── Records for the task ──
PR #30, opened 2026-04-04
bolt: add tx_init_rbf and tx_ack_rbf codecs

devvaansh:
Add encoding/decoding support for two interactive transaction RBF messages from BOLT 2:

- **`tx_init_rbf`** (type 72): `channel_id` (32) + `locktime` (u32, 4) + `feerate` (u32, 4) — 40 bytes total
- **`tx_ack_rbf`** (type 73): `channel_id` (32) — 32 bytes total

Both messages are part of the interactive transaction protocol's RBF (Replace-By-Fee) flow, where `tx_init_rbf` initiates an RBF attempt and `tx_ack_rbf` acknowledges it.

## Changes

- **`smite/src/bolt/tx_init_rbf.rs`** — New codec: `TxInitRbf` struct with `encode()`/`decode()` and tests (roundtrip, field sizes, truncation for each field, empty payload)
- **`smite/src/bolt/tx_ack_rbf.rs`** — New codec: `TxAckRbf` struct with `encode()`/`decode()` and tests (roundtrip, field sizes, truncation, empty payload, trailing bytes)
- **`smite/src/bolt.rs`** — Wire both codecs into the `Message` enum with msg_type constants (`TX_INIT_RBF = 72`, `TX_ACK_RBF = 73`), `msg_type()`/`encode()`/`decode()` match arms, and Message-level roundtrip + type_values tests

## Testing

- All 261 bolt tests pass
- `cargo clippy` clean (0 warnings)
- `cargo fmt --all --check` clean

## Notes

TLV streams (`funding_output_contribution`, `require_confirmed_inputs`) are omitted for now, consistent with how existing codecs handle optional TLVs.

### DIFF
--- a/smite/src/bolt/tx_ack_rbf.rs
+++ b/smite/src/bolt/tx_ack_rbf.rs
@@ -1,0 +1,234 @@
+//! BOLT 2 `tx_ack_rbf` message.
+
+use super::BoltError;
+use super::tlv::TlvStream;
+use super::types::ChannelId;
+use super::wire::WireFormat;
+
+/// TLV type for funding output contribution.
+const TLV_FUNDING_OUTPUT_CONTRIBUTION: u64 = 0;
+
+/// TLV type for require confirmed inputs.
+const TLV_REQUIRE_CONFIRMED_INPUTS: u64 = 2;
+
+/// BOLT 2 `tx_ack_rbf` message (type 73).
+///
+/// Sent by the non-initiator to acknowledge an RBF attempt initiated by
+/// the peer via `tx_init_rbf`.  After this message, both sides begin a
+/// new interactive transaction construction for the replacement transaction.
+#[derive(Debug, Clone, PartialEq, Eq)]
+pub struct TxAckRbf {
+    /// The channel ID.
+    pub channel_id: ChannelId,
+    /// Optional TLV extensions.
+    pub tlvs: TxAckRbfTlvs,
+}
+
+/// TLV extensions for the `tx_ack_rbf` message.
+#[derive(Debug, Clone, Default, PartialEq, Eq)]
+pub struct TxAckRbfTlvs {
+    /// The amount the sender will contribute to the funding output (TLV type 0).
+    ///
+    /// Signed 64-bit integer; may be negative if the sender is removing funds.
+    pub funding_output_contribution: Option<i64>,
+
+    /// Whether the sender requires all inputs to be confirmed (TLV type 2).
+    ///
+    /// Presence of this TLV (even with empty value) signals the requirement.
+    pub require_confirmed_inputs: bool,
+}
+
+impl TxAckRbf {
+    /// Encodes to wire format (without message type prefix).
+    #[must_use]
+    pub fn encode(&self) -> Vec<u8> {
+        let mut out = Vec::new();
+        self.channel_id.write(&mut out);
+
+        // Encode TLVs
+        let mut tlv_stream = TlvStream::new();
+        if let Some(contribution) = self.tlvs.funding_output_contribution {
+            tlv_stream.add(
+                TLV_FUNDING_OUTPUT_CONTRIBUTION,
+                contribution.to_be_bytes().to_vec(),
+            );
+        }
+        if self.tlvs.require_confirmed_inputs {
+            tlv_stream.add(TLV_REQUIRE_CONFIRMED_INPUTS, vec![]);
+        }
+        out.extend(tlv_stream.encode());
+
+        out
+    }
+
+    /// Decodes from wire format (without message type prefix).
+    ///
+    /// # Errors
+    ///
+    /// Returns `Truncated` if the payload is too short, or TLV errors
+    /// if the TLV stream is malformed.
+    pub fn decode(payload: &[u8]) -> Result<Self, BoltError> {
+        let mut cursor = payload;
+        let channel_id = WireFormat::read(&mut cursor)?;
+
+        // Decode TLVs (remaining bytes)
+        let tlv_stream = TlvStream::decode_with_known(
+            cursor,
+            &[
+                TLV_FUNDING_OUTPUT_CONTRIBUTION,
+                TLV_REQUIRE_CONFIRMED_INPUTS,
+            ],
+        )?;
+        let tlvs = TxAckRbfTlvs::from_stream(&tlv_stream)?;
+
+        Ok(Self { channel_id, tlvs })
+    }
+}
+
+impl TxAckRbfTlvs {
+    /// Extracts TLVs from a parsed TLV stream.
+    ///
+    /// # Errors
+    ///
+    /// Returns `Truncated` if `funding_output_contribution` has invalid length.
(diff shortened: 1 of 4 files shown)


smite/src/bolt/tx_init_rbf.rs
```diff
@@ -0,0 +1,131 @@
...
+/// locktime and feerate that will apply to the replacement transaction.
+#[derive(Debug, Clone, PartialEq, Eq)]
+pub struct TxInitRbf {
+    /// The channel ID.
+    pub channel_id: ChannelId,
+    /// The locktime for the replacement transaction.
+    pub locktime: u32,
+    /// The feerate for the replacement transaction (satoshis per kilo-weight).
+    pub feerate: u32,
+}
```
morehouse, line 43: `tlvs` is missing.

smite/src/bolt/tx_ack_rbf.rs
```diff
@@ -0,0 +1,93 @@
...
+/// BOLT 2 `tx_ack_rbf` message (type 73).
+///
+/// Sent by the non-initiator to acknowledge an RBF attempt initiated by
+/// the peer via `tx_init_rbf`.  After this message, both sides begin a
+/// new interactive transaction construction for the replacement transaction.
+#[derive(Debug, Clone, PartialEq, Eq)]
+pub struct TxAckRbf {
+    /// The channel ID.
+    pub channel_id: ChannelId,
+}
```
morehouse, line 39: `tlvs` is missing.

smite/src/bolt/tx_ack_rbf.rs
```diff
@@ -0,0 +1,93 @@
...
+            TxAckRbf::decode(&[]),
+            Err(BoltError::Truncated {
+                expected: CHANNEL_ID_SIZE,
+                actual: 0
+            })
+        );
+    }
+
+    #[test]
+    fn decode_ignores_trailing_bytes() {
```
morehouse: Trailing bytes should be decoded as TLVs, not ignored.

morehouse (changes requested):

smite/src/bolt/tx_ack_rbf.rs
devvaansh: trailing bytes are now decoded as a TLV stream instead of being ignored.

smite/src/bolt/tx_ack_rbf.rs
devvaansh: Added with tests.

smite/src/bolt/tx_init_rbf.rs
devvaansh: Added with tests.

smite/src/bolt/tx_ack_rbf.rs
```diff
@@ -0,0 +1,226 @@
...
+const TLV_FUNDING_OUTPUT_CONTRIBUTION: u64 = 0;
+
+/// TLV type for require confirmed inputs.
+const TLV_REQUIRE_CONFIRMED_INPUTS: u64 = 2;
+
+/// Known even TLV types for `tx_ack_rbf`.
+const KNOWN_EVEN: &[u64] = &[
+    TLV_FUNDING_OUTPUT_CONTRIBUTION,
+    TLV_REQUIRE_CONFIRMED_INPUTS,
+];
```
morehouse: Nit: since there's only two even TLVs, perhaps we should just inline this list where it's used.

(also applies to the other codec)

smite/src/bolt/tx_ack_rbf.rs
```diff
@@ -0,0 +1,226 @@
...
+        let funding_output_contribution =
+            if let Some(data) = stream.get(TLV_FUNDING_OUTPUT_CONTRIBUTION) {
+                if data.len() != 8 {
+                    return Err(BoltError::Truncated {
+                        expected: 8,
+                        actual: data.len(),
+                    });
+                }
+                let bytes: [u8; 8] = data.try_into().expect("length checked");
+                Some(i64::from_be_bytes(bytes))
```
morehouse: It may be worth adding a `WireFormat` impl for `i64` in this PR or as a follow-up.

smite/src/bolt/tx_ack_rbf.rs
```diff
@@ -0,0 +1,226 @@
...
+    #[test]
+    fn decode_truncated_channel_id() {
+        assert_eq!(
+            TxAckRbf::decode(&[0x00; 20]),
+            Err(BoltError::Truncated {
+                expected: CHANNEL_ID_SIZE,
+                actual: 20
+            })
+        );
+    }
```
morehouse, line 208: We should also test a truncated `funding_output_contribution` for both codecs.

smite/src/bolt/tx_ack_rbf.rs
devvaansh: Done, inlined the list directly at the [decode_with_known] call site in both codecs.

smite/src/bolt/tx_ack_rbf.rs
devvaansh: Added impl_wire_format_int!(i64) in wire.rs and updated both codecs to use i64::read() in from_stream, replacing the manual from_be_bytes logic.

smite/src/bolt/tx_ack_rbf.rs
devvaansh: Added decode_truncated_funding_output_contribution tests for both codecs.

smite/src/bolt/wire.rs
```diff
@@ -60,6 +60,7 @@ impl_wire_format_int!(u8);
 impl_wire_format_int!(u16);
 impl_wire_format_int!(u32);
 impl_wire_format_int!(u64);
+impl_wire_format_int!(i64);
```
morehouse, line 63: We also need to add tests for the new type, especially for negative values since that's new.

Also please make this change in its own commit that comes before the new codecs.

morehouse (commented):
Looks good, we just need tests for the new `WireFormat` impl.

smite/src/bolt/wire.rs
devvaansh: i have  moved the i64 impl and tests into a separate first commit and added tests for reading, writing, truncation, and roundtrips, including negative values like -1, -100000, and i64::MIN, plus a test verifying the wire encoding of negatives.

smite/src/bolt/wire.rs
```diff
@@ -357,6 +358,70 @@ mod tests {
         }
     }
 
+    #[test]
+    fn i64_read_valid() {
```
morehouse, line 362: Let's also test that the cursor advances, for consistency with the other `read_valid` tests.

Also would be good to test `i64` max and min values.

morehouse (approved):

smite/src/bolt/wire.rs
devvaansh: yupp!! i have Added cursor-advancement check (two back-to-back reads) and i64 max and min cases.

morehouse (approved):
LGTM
───
The answer should be a single number: how many lines in the records contain "WireFormat".

◆ Answer to this problem:
4